Start of SUPPLIED INFORMATION

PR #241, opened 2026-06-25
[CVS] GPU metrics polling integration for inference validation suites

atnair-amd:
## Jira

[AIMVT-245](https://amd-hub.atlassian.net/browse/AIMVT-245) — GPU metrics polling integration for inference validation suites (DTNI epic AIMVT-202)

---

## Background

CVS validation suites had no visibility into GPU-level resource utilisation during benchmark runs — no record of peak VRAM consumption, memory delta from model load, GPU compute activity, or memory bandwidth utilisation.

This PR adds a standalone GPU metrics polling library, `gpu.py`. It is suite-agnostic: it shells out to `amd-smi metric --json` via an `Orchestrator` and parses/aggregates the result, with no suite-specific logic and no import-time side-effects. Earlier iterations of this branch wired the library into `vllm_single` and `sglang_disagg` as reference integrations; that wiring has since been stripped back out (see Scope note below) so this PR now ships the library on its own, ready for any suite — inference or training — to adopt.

End of SUPPLIED INFORMATION
Start of SUPPLIED INFORMATION

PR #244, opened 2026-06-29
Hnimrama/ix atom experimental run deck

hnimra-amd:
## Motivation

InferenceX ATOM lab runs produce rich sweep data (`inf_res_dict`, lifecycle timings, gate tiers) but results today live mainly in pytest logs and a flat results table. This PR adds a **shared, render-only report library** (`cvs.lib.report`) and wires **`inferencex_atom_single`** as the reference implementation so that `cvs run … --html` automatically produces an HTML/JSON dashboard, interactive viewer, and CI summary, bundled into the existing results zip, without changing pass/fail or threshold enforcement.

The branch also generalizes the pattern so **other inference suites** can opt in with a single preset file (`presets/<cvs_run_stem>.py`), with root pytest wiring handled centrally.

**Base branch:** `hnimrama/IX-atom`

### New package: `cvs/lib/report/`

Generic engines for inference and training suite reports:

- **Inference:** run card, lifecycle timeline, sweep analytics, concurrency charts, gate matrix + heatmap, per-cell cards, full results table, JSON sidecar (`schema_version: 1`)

End of SUPPLIED INFORMATION

ASSIGNMENT -
Working from the records above, write out verbatim only the lines from the line containing "PR #241, opened 2026-06-25" through the line containing "This PR adds a standalone".

TASK OUTPUT -
PR #241, opened 2026-06-25
[CVS] GPU metrics polling integration for inference validation suites

atnair-amd:
## Jira

[AIMVT-245](https://amd-hub.atlassian.net/browse/AIMVT-245) — GPU metrics polling integration for inference validation suites (DTNI epic AIMVT-202)

---

## Background

CVS validation suites had no visibility into GPU-level resource utilisation during benchmark runs — no record of peak VRAM consumption, memory delta from model load, GPU compute activity, or memory bandwidth utilisation.

This PR adds a standalone GPU metrics polling library, `gpu.py`. It is suite-agnostic: it shells out to `amd-smi metric --json` via an `Orchestrator` and parses/aggregates the result, with no suite-specific logic and no import-time side-effects. Earlier iterations of this branch wired the library into `vllm_single` and `sglang_disagg` as reference integrations; that wiring has since been stripped back out (see Scope note below) so this PR now ships the library on its own, ready for any suite — inference or training — to adopt.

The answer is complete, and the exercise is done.